На улице успело полностью стемнеть, а Джай блуждал в «четырех стенах», раздумывая над утренней паникой и придя к мнению, что она была преждевременной. Кому какое дело, куда ушла партия? Главным было в срок вернуть деньги, и время на это у него еще было. Жалось о потраченном в безделье дне не успела осесть в голове Джая, потому что он почти сразу пришел к выводу, что отходняк все равно надо было где-то пережить, и, если уж так вышло, то почему бы не здесь? Правда Джай не совсем понимал, почему Рэдвуд его впустил и, более того, зачем заставил остаться? Кеплер был уверен, что уже этой ночью вновь окажется на улице, вынужденный искать какую-нибудь вписку, и с радостью предпочел бы избежать при этом неудобной встречи и еще менее удобного разговора с Гленном, которые, парень был уверен, обязательно случатся по приходу хозяина квартиры домой. Но заставить себя уйти раньше, чем вернется Рэдвуд, Кеплер так и не смог. Это было бы слишком подло и неблагодарно даже по меркам Джая, хоть благодарность Джая, наверняка, была последним, что требовалось Гленну.

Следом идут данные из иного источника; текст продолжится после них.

Issue #853, opened 2022-05-23
Huge memory consumption from a large amount of event log messages


jsmoon:
Hi, my colleague observed a huge memory usage and high CPU load after massive profiles are loaded/started/stopped.
He observed it after he ran millions of profiles.

He found that the EventHandlers saves the event log messages **implicitly** after handling events from 'get_async_events'.
Since the size of event log messages is unlimited, the memory size of log messages may reach giga-bytes from a few million profiles.
And it takes time to append new log messages because list type is used for saving.

To avoid this situation, the TRex client user should clear the event log messages **explicitly** from time to time.
But the user cannot recognize it easily because it is unknown behavior.
So I think the number of the event log messages should be limited to a certain number, e.g. 1000.

@hhaim, @bdollma, what do you think about this issue?

hhaim:
@jsmoon it sounds like a bug. It you point to the unlimited queue? is it python side or server side?

hhaim:
```
    def on_event (self, event_name, *args, **kwargs):
        """
            trigger an event

            if a handler is registered for 'event_name' it will be called
            and be passed with *args and **kwargs
        """
        if event_name not in self.events_handlers:
            raise TRexError("TRex Events: unhandled event '{0}'".format(event_name))


        event = self.events_handlers[event_name](*args, **kwargs)
        if event:  
            self.events.append(event)   <<<<<

```

are you talking about this?

jsmoon:
@hhaim yes, right.

bdollma:
@jsmoon , I agree that we should limit it. I can see in the code that there are calls to `pop_event` or `get_events` expect for in the client Api. Actually, the optimal data structure for this use case would be a `Queue` (FIFO) so you could `pop` elements very easily. (If we reach the limit, we will have to `pop` for each `append` and that would be nasty on a list).

jsmoon:
@bdollma, `Queue` is a good suggestion. I'll prepare a PR for this issue.

PR #855, opened 2022-05-24
limit the number of saved event log messages

jsmoon:
Hi, this PR is to solve issue #853.

The number of saved event log messages is limited to 1000.
`Queue` is not appropriate to save the event log messages. It does not provide the contents in the middle of the queue.
Instead, `deque` is suitable for it and better than `list`.

@hhaim, @bdollma, please review my change and give your feedback.

### DIFF
--- a/scripts/automation/trex_control_plane/interactive/trex/common/trex_events.py
+++ b/scripts/automation/trex_control_plane/interactive/trex/common/trex_events.py
@@ -8,6 +8,8 @@ from .trex_types import listify
 from .trex_exceptions import TRexError
 from ..utils.text_opts import format_text
 
+from collections import deque
+
 
 # an event
 class Event(object):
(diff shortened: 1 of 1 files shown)


bdollma:
Hi @jsmoon ,
I am sure you have noticed that the code needs to be thread safe.

https://github.com/cisco-system-traffic-generator/trex-core/blob/8a2002b6a0c5a4a8db997aa1da1b7bdbc2fd5aa7/scripts/automation/trex_control_plane/interactive/trex/common/trex_subscriber.py#L231

Even though `pop` and `append` in `deque` are thread safe, other operations might not be. `deque` gets its multi thread safety from GIL, not some syncing mechanism.

`Queue` was created exactly for this reason, a multi producer - multi consumer queue.

I agree that `Queue` can't be indexed, but it can be iterated.

I think `deque` is also very nice (`Queue` uses a `deque` under the hood), but we need to make sure that the code is thread safe and at least add some comment that warns the user about using `self.events`

hhaim:
@jsmoon looks good. @bdollma there is no issue of thread safe.

hhaim:
rebased

PR #857, opened 2022-05-24
ndr: allow writing raw json to a file

rjarry:
The current `--output json` format is not usable. It prints a python string on stdout after debugging information. This makes it impossible to be reused by external tools.

Change the `-o/--output` option to take a file path as argument. If specified, the raw JSON results are dumped into this file.

The results are always printed on stdout in a human readable format.


hhaim:
recheck

hhaim:
rebased

PR #859, opened 2022-05-26
fix client_api get_flow_info does not return flows

jsmoon:
Hi, recently I have added the "get TCP flow information per profile", #841.
But the `get_flow_info` Python client API won't return any flows.
In this PR, I fix it.
In addition, when no additional information is expected, the collected flows will be returned early even if the duration is left.


hhaim:
rebased

PR #864, opened 2022-06-09
silence maybe-uninitialized warning in get_plugin_id()

GabrielGanne:
Hi,

This is just to silence the warning when building with distrib default on debian-11.
gcc is `gcc (Debian 10.2.1-6) 10.2.1 20210110`

Best regards

### DIFF
--- a/src/bp_sim.cpp
+++ b/src/bp_sim.cpp
@@ -1962,20 +1962,6 @@ bool CCapFileFlowInfo::Create(){
 }
 
 
-void CCapFileFlowInfo::dump_pkt_sizes(void){
-    int i;
-    for (i=0; i<(int)Size(); i++) {
-        flow_pkt_info_t lp=GetPacket((uint32_t)i);
-        CGenNode node;
-        node.m_dest_ip  = 0x10000110;
-        node.m_src_ip   = 0x20000110;
-        node.m_src_port = 12;
-        rte_mbuf_t * buf=lp->generate_new_mbuf(&node);
-        //rte_pktmbuf_dump(buf, buf->pkt_len);
-        rte_pktmbuf_free(buf);
-    }
-}
-
 void CCapFileFlowInfo::RemoveAll(){
     int i;
     clear();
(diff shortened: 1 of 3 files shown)


bdollma (commented):
Is this because `m_template_info_` is uninitialized?

If so how does this
```c++
inline bool CGenNode::is_repeat_flow()
```

not provide the same warning?

Maybe just adding an `assert(m_template_info)` might solve the problem instead of code that makes the function unreadable.

In case it is the `plugin_id` that provides the warning, you can simply do `uint8_t         m_plugin_id = 0`;

GabrielGanne:
The warning comes from here which looks like a dead function:
``` C
// src/bp_sim.cpp
void CCapFileFlowInfo::dump_pkt_sizes(void){
    int i;
    for (i=0; i<(int)Size(); i++) {
        flow_pkt_info_t lp=GetPacket((uint32_t)i);
        CGenNode node;
        node.m_dest_ip  = 0x10000110;
        node.m_src_ip   = 0x20000110;
        node.m_src_port = 12;
        rte_mbuf_t * buf=lp->generate_new_mbuf(&node);
        //rte_pktmbuf_dump(buf, buf->pkt_len);
        rte_pktmbuf_free(buf);
    }
}
```
I don't know why I had not seen this first, sorry.

It's been like this since the beginning. So I guess it's not needed anyway ...
Can I just remove that function and its callers instead ?

hhaim:
@GabrielGanne removing code (that is used) is not a solution for maybe-uninitialized issued.

GabrielGanne:
@hhaim as a general statement I agree of course.
However the code I propose to remove here does not do anything, and that also has to count for something, right ?

hhaim:
@GabrielGanne looking again into this, you are right. 
The code is a dead code and as you said it has to be counted for something .

hhaim:
rebased. @GabrielGanne thanks for looking into this

GabrielGanne:
Great, thanks for the review

Issue #1061, opened 2023-10-06
All packets drops if broadcast received during TRex start-up


egwakim:
Hi @hhaim 
I commented this issue on https://github.com/cisco-system-traffic-generator/trex-core/issues/861
This issue is re-happening from DPDK 23.03.

Issue
All iavf ports hang if broadcast packets received during TRex initialization.

Reproduction : 100% reproducible if broadcast packets flooded

Run flood ping with broadcast in same subnet
# sudo ping -f -b -q 1.1.1.255 -I enp59s13f3 
Note : enp59s13f3 is one of IAVF which shares same PF with TRex ports
It's happening whatever the latest version of iavf kernel driver used or i40evf driver used.

Start TRex
Failed to get MAC, all packets are dropped and marked as ierror and rx_missed error
trex>stats -x
Xstats

     Name:              |     Port 0:     |     Port 1:     
-------------------------------+-----------------+----------------
rx_good_packets | 522 | 521
tx_good_packets | 11 | 11
rx_good_bytes | 84596 | 79896
tx_good_bytes | 660 | 660
rx_missed_errors | 373 | 326
rx_bytes | 86684 | 81980
rx_broadcast_packets | 895 | 847
rx_dropped_packets | 373 | 326
tx_bytes | 660 | 660
tx_broadcast_packets | 11 | 11

Found kernel driver error
kernel: DMAR: [DMA Write] Request device [3b:0d.1] fault addr 0 [fault reason 05] PTE Write access is not set

It happens when packets received during iavf_dev_rx_queue_start() call.

PR #1068, opened 2023-10-31
fix_iavf_queue_drop_issue

egwakim:
Fix IAVF queue drop issue(#1061) when broadcast packets received during TRex startup. To avoid IO access conflict between queue 0 Rx and startup of other queues, start queue 0 in last.

### DIFF
--- a/src/main_dpdk.cpp
+++ b/src/main_dpdk.cpp
@@ -6037,7 +6037,7 @@ COLD_FUNC void CPhyEthIF::start_queues(void) {
     struct rte_eth_dev_info dev_info;
     rte_eth_dev_info_get(m_repid, &dev_info);
 
-    for (int queue_id = 0; queue_id < dev_info.nb_rx_queues; queue_id++) {
+    for (int queue_id = dev_info.nb_rx_queues-1; queue_id >= 0; queue_id--) {
         struct rte_eth_rxq_info rxq_info;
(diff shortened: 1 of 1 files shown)


egwakim:
Hi @hhaim 
I applied the fix in '--defer-start' case only to minimize impact on existing legacy usage.
If same issue found in teh default case(no defer-start case), same change can be applied.
It seems that TRex verification job environment have some issue.
Job failed in non-related part.

hhaim:
@egwakim you are right, job failure is not related. 
Why making the queue zero last help in IAVF flood issue? Why this issue is specific to IAVF? I see #1061 but can't see how it helps.

egwakim:
If broadcast packets flooded during TRex startup, if TRex using multiple queues.
Since default queue(0) used by TRex and Rx function working after queue 0 started.
But, iavf driver does not designed to isolate IO access between Rx and queue start.
So if queue 0 Rx and queue 1 start operation overlaps, it'll cause IOMMU fault as attached in #1061. 
To avoid such situation for iavf, enabling queue 0 last need to be enabled last.
This issue can be reproduced easily by using flood ping to sibling SRIOVF interface during TRex startup with multiple queues enabled.

egwakim:
Hi @hhaim 
Is it possible to re-run failed verification job?

egwakim:
Hi @hhaim 
Is there any updates on verification job?

hhaim:
@egwakim rebased and fixed the job perf issue.

PR #1069, opened 2023-11-02
Fix compiler warnings with gcc 13.2.1

ususdei:
Hi!

gcc 13.2.1 complains about a few minor issues.
I addressed some of them here.

Still, I need to build with `-Wno-maybe-uninitialized` and a workaround for `-Wdangling-pointer`, but from a first glance, those seem to be false positives, so I did not include them in this PR.

### DIFF
--- a/external_libs/bpf/portability.h
+++ b/external_libs/bpf/portability.h
@@ -39,6 +39,7 @@
  * flavors of UN*X.
  */
 
+#include <string.h>
 #include "funcattrs.h"
 
 #ifdef __cplusplus
--- a/src/pkt_gen.h
+++ b/src/pkt_gen.h
@@ -22,6 +22,8 @@
 #ifndef __PKT_GEN_H__
 #define __PKT_GEN_H__
 
+#include <stdint.h>
+
 enum {
     D_PKT_TYPE_ICMP = 1,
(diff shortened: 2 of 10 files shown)


ususdei:
Hmmm, this probably looks like an issue in your CI:

```
+ python /jenkins/scripts/xmls2html.py --input-xml /tmp/jenkins/reports/build.xml --output-dir /tmp/jenkins/reports --start-time=1698933848 '--scenario=TRex DMZ build - github PR' --build-url=http://81.218.86.50:8080/job/trex_build/807/ --build-id=807 --repo-path=/tmp/jenkins/repo
Processing report: /tmp/jenkins/reports/build.xml
Removing common prefix (build) from classnames.
  File "/jenkins/scripts/xmls2html.py", line 311, in <module>
    html_output += pad_tag(add_tests(tests, add_output = True, add_show_toggle = True), 'div')
UnicodeDecodeError: 'ascii' codec can't decode byte 0xc3 in position 1487: ordinal not in range(128)
+ STATUS=1
```

hhaim:
rebased

hhaim:
@ususdei I found the issue, it is a special chars in comments of the commit, I've reverted the code. 
I will try to fix it

PR #1074, opened 2023-11-10
[v2] Fix compiler warnings with gcc 13.2.1

ususdei:
I grepped for all invalid-ascii chars in the codebase and couln't find one included in my recent PR.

Мысль о том, что, должно быть, скоро доктор должен вернуться, неприятно резанула нервы. Джай не знал, чего ему ожидать и что говорить. Он не знал даже, как смотреть в глаза Гленну. Теперь уже не только потому, что боялся увидеть в них лед, но и потому, что сегодня подтвердил все слова Рэдвуда о плачевности его образа жизни своим собственным примером. И к сердечным переживаниям скоро должна была неотвратимо присоединиться раздавленная гордость. Будто Джаю в жизни и без этого не хватало поводов для волнения.
Не умея справиться с нервами, уставший и, буквально, истонченный выматывающим днем, Джай не нашел ничего лучшего, чем, прихватив найденную пачку сигарет, отправиться на балкон. Пепельницы, конечно, здесь уже не было, но Кеплеру было все равно. Так же все равно, как и то, что босым ногам было холодно, волосы еще не до конца высохли, а на улице была вообще-то зима. Парень методично выкуривал одну за другой, поджигая каждую последующую сигарету о тлеющий окурок предыдущей.